1. Slater Koekkoek – LD/RD
The tenth overall draft pick for Tampa Bay back in 2012, Slater Koekkoek is still young enough where that top-ten pedigree still wields some clout. A mobile two-way left-handed defender with the size that the Bruins value at 6’2 195-pounds, Koekkoek has 149 games of NHL experience under his belt with encouraging underlying analytics. Scoring ten points in 42 games in a bottom-pair role-playing 17 minutes a night this past season, Koekkoek was but a faint glimmer of hope for a struggling Chicago Blackhawks team who surprisingly decided not to bring him back. Chicago’s loss could end up being Boston’s gain. Koekkoek is not flashy by any means but can play both the left and right sides and is a player who will not hurt you should he have to play higher in the lineup. Koekkoek would fill a role with a no-frills, low-event style combined with a versatility that Sweeney and Cassidy crave on the back end.
2. Ben Hutton – LD
Ben Hutton is a Left-handed two-way defender who leans more towards the offensive side of the puck. Hutton is coming off a good season for a miserable Los Angeles Kings team scoring 16 points in 64 games and an honest-to-god +3 rating playing around 17 minutes a night. Much like Koekkoek, the 27-year-old Hutton was not brought back due to being declared excess goods by a rebuilding Kings squad. Hutton could fill the bottom pairing puck-moving defenseman role needed due to Matt Grzelcyk’s potential ascension into a higher spot on the depth chart.

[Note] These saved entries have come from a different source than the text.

PR #445, opened 2019-03-22
codeView: remove CodingSession on actor destroy

danigm:
When a hack app is destroyed when it's minimized the corresponding
CodingSession is not removed from the list because the function
handleDestroyWindow is never called and this cause problems in the
future because there's a CodingSession with an app that points to a non
existing window.

To fix this we need to listen the actor destroy event and remove the
CodingSession if this happens.

https://phabricator.endlessm.com/T25880

### DIFF
--- a/js/ui/codeView.js
+++ b/js/ui/codeView.js
@@ -381,6 +381,10 @@ var CodingSession = new Lang.Class({
                                             GObject.ParamFlags.READWRITE,
                                             Meta.WindowActor),
     },
+    Signals: {
+        'minimized': {},
+        'unminimized': {},
+    },
 
     _init: function(params) {
         this._app = null;
@@ -843,7 +847,7 @@ var CodingSession = new Lang.Class({
         // If we have an app window, disconnect any signals and destroy it,
         // unless we are destroying the session because the app window was
         // destroyed in the first place
-        if (this.app) {
+        if (this.app && !this.app.is_destroyed()) {
             let appWindow = this.app.meta_window;
             this.app = null;
             this._shellApp = null;
@@ -855,7 +859,7 @@ var CodingSession = new Lang.Class({
         // If we have a toolbox window, disconnect any signals and destroy it,
         // unless we are destroying the session because the toolbox window was
         // destroyed in the first place
-        if (this.toolbox) {
+        if (this.toolbox && !this.toolbox.is_destroyed()) {
             let toolboxWindow = this.toolbox.meta_window;
             this.toolbox = null;
 
@@ -976,6 +980,8 @@ var CodingSession = new Lang.Class({
         // Only want to minimize if we weren't already minimized.
         if (toMini && !toMini.meta_window.minimized)
             toMini.meta_window.minimize();
+
+        this.emit('minimized');
     },
 
     _applyWindowUnminimizationState: function(shellwm, actor) {
@@ -993,6 +999,8 @@ var CodingSession = new Lang.Class({
         // minimized.
         if (toUnMini && toUnMini.meta_window.minimized)
             toUnMini.meta_window.unminimize();
+
+        this.emit('unminimized');
     },
 
     _overviewStateChanged: function() {
@@ -1261,7 +1269,37 @@ var CodeViewManager = new Lang.Class({
     },
 
     _addSession: function(actor) {
-        this._sessions.push(new CodingSession({ app: actor }));
+        let session = new CodingSession({ app: actor });
+
+        // When the app is minimized the WM doesn't emit the destroy signal if
+        // the app is closed, for this reason we need to listen to the 'destroy'
+        // signal of the actor if it's minimized, to be able to remove from the
+        // CodingSession list and avoid possible gnome-shell crash
+        let destroyAppHandlerId = 0;
+        let destroyToolboxHandlerId = 0;
+        session.connect('minimized', (session) => {
+            if (session.app) {
+                destroyAppHandlerId = session.app.connect('destroy',
+                    this.handleDestroyWindow.bind(this));
+            }
+
+            if (session.toolbox) {
+                destroyToolboxHandlerId = session.toolbox.connect('destroy',
+                    this.handleDestroyWindow.bind(this));
+            }
+        });
+        session.connect('unminimized', (session) => {
+            if (destroyAppHandlerId) {
+                session.app.disconnect(destroyAppHandlerId);
+                destroyAppHandlerId = 0;
+            }
+            if (destroyToolboxHandlerId) {
+                session.toolbox.disconnect(destroyToolboxHandlerId);
+                destroyToolboxHandlerId = 0;
+            }
+        });
+
+        this._sessions.push(session);
     },
 
     _removeSession: function(session, eventType) {


cosimoc:
We discussed with @danigm on Slack that I'd like the unminimize/minimize state to be driven by `windowManager.js` in the same way it happens for the `map` and `destroy` signals at the moment.

js/ui/codeView.js
```diff
@@ -1187,6 +1187,7 @@ var CodeViewManager = new Lang.Class({
     },
 
     _addSession: function(actor) {
+        actor.connect('destroy', this.handleDestroyWindow.bind(this));
```
cosimoc: I have two main questions about this patch:
- why would we not be interested in the toolbox actor destroy events as well?
- more importantly, what happens when a window is unminimized? Consider the use case where a hackable app minimized, then unminimized again (or to add more complexity, even flipped before the first minimization, then flipped back). Would we not end up without a corresponding CodingSession for that hackable app/toolbox, with this patch?

danigm: About the toolbox actor, I think it's not needed because the only actor that can be destroyed when minimized is the app actor.

This change don't remove the coding session on minimize, it only binds the destroy callback to the actor destroy event for the case when the shell doesn't notify the codeviewmanager about a window being destroyed (that's the case when it's minimized). So the only problem with this is the callback being called twice, but in that case, the callback won't do anything because the condingsession won't be there.

cosimoc: > About the toolbox actor, I think it's not needed because the only actor that can be destroyed when minimized is the app actor.

I'm not sure what you mean by this, do you see that the application actor emits a destroy signal when minimized, but the toolbox actor does not do that?

> This change don't remove the coding session on minimize, it only binds the destroy callback to the actor destroy event for the case when the shell doesn't notify the codeviewmanager about a window being destroyed (that's the case when it's minimized). So the only problem with this is the callback being called twice, but in that case, the callback won't do anything because the condingsession won't be there.

Now I am a bit confused here. I thought that the issue is that upon minimization, the window actor is destroyed, but we were keeping the CodingSession alive. So your fix here connects to that destroy signal to remove the CodingSession when that happens. What is the purpose of connecting the callback if not to remove the session? (And you also say it yourself, the second time the callback is called it won't do anything because the session was already removed.)

danigm: > > About the toolbox actor, I think it's not needed because the only actor that can be destroyed when minimized is the app actor.
> 
> I'm not sure what you mean by this, do you see that the application actor emits a destroy signal when minimized, but the toolbox actor does not do that?

What I'm saying is that when you close when minimized, the app actor will emit the destroy signal, so it's not needed to listen to the destroy signal of the toolbox to remove the coding session, the actor destroy signal will do the work.

> > This change don't remove the coding session on minimize, it only binds the destroy callback to the actor destroy event for the case when the shell doesn't notify the codeviewmanager about a window being destroyed (that's the case when it's minimized). So the only problem with this is the callback being called twice, but in that case, the callback won't do anything because the condingsession won't be there.
> 
> Now I am a bit confused here. I thought that the issue is that upon minimization, the window actor is destroyed, but we were keeping the CodingSession alive. So your fix here connects to that destroy signal to remove the CodingSession when that happens. What is the purpose of connecting the callback if not to remove the session? (And you also say it yourself, the second time the callback is called it won't do anything because the session was already removed.)

The real problem is when we close the app when it's minimized. Minimize and unminimize doesn't affect at all and works correctly.

But if you minimize and then right click and close the app, when it's minimized, the actual code doesn't call to the handleDestroyWindow, the shell wm doesn't emit the "destroy" signal, so we have a codingSession in the list pointing to a destroyed app actor and when we try to do "session.app" the shell crashes.

That's why listening to the actor destroy signal fixes this, because that signal is emitted always, no matter how the actor is being destroyed.

cosimoc: Again apologies that this took so long to reply to!

> What I'm saying is that when you close when minimized, the app actor will emit the destroy signal, so it's not needed to listen to the destroy signal of the toolbox to remove the coding session, the actor destroy signal will do the work.

I would expect that to depend on whether the app or the toolbox is "in front". Due to `_applyWindowMinimizationState()` when one window is minimized, both are.  But e.g. in the overview window picker and on the taskbar menu, we always show the window in front, to reinforce the illusion that those are two sides of the same window.

So if you e.g. minimize the app while the toolbox side is showing, then close it by clicking on the X next to it in the window picker, I expect the destroy signal to reach the toolbox actor, not the app one.

> The real problem is when we close the app when it's minimized. Minimize and unminimize doesn't affect at all and works correctly.
> 
> But if you minimize and then right click and close the app, when it's minimized, the actual code doesn't call to the handleDestroyWindow, the shell wm doesn't emit the "destroy" signal, so we have a codingSession in the list pointing to a destroyed app actor and when we try to do "session.app" the shell crashes.
> 
> That's why listening to the actor destroy signal fixes this, because that signal is emitted always, no matter how the actor is being destroyed.

Thanks, things make a lot more sense after your explanation and I now understand why you prefer this patch over the other PR! :-)
I didn't realize that we would not receive a signal from the WindowManager class while windows are minimized.

Would it be possible for you to change this patch so that the Clutter destroy signal only stays connected during the time we know we won't get one from the WM? (e.g. only between the time the window is minimized and unminimized)
I think that would address the last concern I have about this.

danigm: I've updated the code to only listen to the destroy event when the window is minimized. I needed to add a signal to be able to know if the `CodingSession` actor is minimized in the `CodeViewManager` because we need to remove the `CodingSession` from the `CodeViewManager` object.

js/ui/codeView.js
```diff
@@ -1261,7 +1269,32 @@ var CodeViewManager = new Lang.Class({
...
-        this._sessions.push(new CodingSession({ app: actor }));
+        const session = new CodingSession({ app: actor });
+
+        // When the app is minimized the WM doesn't emit the destroy signal if
+        // the app is closed, for this reason we need to listen to the 'destroy'
+        // signal of the actor if it's minimized, to be able to remove from the
+        // CodingSession list and avoid possible gnome-shell crash
+        let destroyAppHandlerId = 0;
+        let destroyToolboxHandlerId = 0;
+        session.connect('minimized', (session) => {
```
cosimoc: Inside this callback you’ll need to check whether session.app and session.toolbox exist before connecting the signals... especially the toolbox may not exist yet at this point.

js/ui/codeView.js
```diff
@@ -976,6 +980,8 @@ var CodingSession = new Lang.Class({
         // Only want to minimize if we weren't already minimized.
         if (toMini && !toMini.meta_window.minimized)
             toMini.meta_window.minimize();
+
+        this.emit('minimized', actor);
```
cosimoc: This and the other signal pass the actor but the signals are defined without parameters and you don’t use the actor in the callback, so should be removed

js/ui/codeView.js
```diff
@@ -843,7 +847,7 @@ var CodingSession = new Lang.Class({
         // If we have an app window, disconnect any signals and destroy it,
         // unless we are destroying the session because the app window was
         // destroyed in the first place
-        if (this.app) {
+        if (this.app && !this.app.is_destroyed()) {
```
cosimoc: Not sure if this change is required anymore now that we avoid having a second handleDestroyWindow callback running?

js/ui/codeView.js
danigm: Removed, that's there because I changed the signal and didn't update that code.

js/ui/codeView.js
danigm: Sure, I've added the check here.

js/ui/codeView.js
danigm: This is needed and I've to add the same to the toolbox  because if we don't do this, when we close when the app is minimized, this function is called with the app/toolbox destroyed and the `meta_window` will be null and the following code will fail.

js/ui/codeView.js
```diff
@@ -1261,7 +1269,39 @@ var CodeViewManager = new Lang.Class({
...
+            }
+
+            if (session.toolbox) {
+                destroyToolboxHandlerId = session.toolbox.connect('destroy',
+                    this.handleDestroyWindow.bind(this));
+            }
+        });
+        session.connect('unminimized', (session) => {
+            if (destroyAppHandlerId) {
+                if (session.app)
```
cosimoc: I wonder if this check is actually required, since `destroyAppHandlerId` only is set if `session.app` is set in the other callback. (Same below.)

cosimoc:
Looks great to me. @GeorgesStavracas Want to give this a quick ACK before we merge it?

js/ui/codeView.js
```diff
@@ -1261,7 +1269,35 @@ var CodeViewManager = new Lang.Class({
     },
 
     _addSession: function(actor) {
-        this._sessions.push(new CodingSession({ app: actor }));
+        const session = new CodingSession({ app: actor });
```
GeorgesStavracas: Why `const`? Shouldn't it be `let`?

js/ui/codeView.js
```diff
@@ -1261,7 +1269,35 @@ var CodeViewManager = new Lang.Class({
...
+
+        // When the app is minimized the WM doesn't emit the destroy signal if
+        // the app is closed, for this reason we need to listen to the 'destroy'
+        // signal of the actor if it's minimized, to be able to remove from the
+        // CodingSession list and avoid possible gnome-shell crash
+        let destroyAppHandlerId = 0;
+        let destroyToolboxHandlerId = 0;
+        session.connect('minimized', (session) => {
+            if (session.app)
```
GeorgesStavracas: Because the if body has more than 1 line, add curly braces.

js/ui/codeView.js
```diff
@@ -1261,7 +1269,35 @@ var CodeViewManager = new Lang.Class({
...
+                destroyAppHandlerId = session.app.connect('destroy',
+                    this.handleDestroyWindow.bind(this));
+
+            if (session.toolbox)
```
GeorgesStavracas: Here too

cosimoc:
(I had asked Daniel to remove curly braces for those blocks since they’re a single condition... sorry about the back and forth!)

GeorgesStavracas:
> (I had asked Daniel to remove curly braces for those blocks since they’re a single condition... sorry about the back and forth!)

No worries. Had I reviewed this branch 2 weeks ago, I would have asked too. But apparently upstream follow the "1 line body" rule.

You could do far worse than someone like Hutton for this spot. Being a positive even-strength defender when you are on the ice is tough when you play for a team that was ranked third from the bottom in the Western conference in goal differential, but that is just what Hutton was able to do. Though he is not the physical type, Hutton is a swift skater who can slot into the power play in a pinch and has that NCAA pedigree (University of Maine – 2015) That the Bruins brass seems to prefer.
3. Michael Del Zotto – LD
A 2008 first-round draft pick, the 30-year-old Del Zotto, firmly established himself as a journeyman in the NHL. Del Zotto’s next team will end up being the seventh of his career and his fifth in the last five years (Philadelphia, Vancouver, Anaheim (x2), St. Louis). Making Del Zotto a quintessential candidate for a PTO. Another defenseman who had a decent season as a rotational sixth/seventh defender for a rebuilding team. Del Zotto made a positive impact on the ice in somewhat sheltered minutes (14 points in 49 games with a +2 rating playing almost 20 minutes a night). Del Zotto can still move at his age, with his production and experience as a well-traveled veteran making him an attractive insurance policy and leader for the infusion of youth Sweeney ultimately wants to see on the back end.
4. Drake Caggulia – LW/RW
Even though the Bruins are set up very nicely with their forward group as constructed, a player like Caggiula is the kind of guy who would become an instant fan favorite at TD Garden. The 26-year-old Caggiula is a fast, defensively sound player that is a pure buzzsaw. With a style that calls to mind former Bruin Noel Acciari, Caggiula has a little pop-gun offense (15 points in 40 games playing 12 minutes a night) to augment his game. Ultimately his calling card is his physicality, despite the fact that that Caggiula was another victim of the Blackhawks numbers game. A bottom-6 forward who can switch between the left and right wings and be a pure wrecking ball on the ice would make a perfect fit for a front office continuing to trumpet a want for the team to be tougher to play. Caggiula would fit this bill to a tee.